**Work order**. Repeat word for word the line with "Enable toolbarTitleMenu in skip-ui" and every line after it until the records below run out.

**Saved data entries**.
PR #235, opened 2025-07-13
Enable toolbarTitleMenu in skip-ui

woodymelling:
Enable the .toolbarTileMenu in SkipUI. This is the minimum to get something functional for my project, I'm not sure what else would be required to get it over the line. I tried using the already exist `class Menu: View` but I couldn't get it working. Instead we'll just grab the tooling that makes the menuItems. This required the ToolbarContent to change to use a ComposeBuilder. There might be a better way to approach this so the ToolbarContent doesn't change.

Skip Pull Request Checklist:


aabewhite:
This functionality has now been merged in a separate PR that I based on the code here. Thanks!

**Finished task**.
Enable toolbarTitleMenu in skip-ui

woodymelling:
Enable the .toolbarTileMenu in SkipUI. This is the minimum to get something functional for my project, I'm not sure what else would be required to get it over the line. I tried using the already exist `class Menu: View` but I couldn't get it working. Instead we'll just grab the tooling that makes the menuItems. This required the ToolbarContent to change to use a ComposeBuilder. There might be a better way to approach this so the ToolbarContent doesn't change.

Skip Pull Request Checklist:


aabewhite:
This functionality has now been merged in a separate PR that I based on the code here. Thanks!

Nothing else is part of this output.